→ WHAT YOU HAVE TO DO: Down to the final line, print each entry exactly.

---------- DATASET EXTRACT ----------

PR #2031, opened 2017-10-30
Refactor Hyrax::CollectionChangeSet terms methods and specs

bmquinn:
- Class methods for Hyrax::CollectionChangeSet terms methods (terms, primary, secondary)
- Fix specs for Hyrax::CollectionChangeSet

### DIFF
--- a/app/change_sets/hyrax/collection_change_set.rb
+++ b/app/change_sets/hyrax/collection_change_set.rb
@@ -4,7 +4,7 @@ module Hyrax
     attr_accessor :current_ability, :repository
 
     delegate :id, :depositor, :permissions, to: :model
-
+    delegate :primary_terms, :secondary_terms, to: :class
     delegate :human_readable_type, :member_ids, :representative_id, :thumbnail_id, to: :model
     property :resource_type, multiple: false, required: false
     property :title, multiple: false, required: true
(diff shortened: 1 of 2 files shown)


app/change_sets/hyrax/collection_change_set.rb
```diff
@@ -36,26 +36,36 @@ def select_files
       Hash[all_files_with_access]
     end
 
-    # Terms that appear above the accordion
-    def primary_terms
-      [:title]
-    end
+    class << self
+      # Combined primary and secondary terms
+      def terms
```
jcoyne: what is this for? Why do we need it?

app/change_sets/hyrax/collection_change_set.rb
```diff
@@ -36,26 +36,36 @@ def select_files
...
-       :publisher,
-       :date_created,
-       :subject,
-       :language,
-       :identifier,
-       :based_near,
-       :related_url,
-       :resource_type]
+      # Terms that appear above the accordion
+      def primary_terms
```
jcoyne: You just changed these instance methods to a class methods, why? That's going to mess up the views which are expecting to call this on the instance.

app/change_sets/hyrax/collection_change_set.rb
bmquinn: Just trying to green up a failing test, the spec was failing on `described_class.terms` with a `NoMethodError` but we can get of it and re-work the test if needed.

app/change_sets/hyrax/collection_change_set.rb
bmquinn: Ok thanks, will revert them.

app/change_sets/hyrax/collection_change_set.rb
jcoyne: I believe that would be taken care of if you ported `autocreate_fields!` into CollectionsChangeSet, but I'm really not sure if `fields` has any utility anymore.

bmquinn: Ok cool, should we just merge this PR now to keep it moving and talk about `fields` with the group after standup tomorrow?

----------

→ YOUR RESPONSE:
PR #2031, opened 2017-10-30
Refactor Hyrax::CollectionChangeSet terms methods and specs

bmquinn:
- Class methods for Hyrax::CollectionChangeSet terms methods (terms, primary, secondary)
- Fix specs for Hyrax::CollectionChangeSet

### DIFF
--- a/app/change_sets/hyrax/collection_change_set.rb
+++ b/app/change_sets/hyrax/collection_change_set.rb
@@ -4,7 +4,7 @@ module Hyrax
     attr_accessor :current_ability, :repository
 
     delegate :id, :depositor, :permissions, to: :model
-
+    delegate :primary_terms, :secondary_terms, to: :class
     delegate :human_readable_type, :member_ids, :representative_id, :thumbnail_id, to: :model
     property :resource_type, multiple: false, required: false
     property :title, multiple: false, required: true
(diff shortened: 1 of 2 files shown)


app/change_sets/hyrax/collection_change_set.rb
```diff
@@ -36,26 +36,36 @@ def select_files
       Hash[all_files_with_access]
     end
 
-    # Terms that appear above the accordion
-    def primary_terms
-      [:title]
-    end
+    class << self
+      # Combined primary and secondary terms
+      def terms
```
jcoyne: what is this for? Why do we need it?

app/change_sets/hyrax/collection_change_set.rb
```diff
@@ -36,26 +36,36 @@ def select_files
...
-       :publisher,
-       :date_created,
-       :subject,
-       :language,
-       :identifier,
-       :based_near,
-       :related_url,
-       :resource_type]
+      # Terms that appear above the accordion
+      def primary_terms
```
jcoyne: You just changed these instance methods to a class methods, why? That's going to mess up the views which are expecting to call this on the instance.

app/change_sets/hyrax/collection_change_set.rb
bmquinn: Just trying to green up a failing test, the spec was failing on `described_class.terms` with a `NoMethodError` but we can get of it and re-work the test if needed.

app/change_sets/hyrax/collection_change_set.rb
bmquinn: Ok thanks, will revert them.

app/change_sets/hyrax/collection_change_set.rb
jcoyne: I believe that would be taken care of if you ported `autocreate_fields!` into CollectionsChangeSet, but I'm really not sure if `fields` has any utility anymore.

bmquinn: Ok cool, should we just merge this PR now to keep it moving and talk about `fields` with the group after standup tomorrow?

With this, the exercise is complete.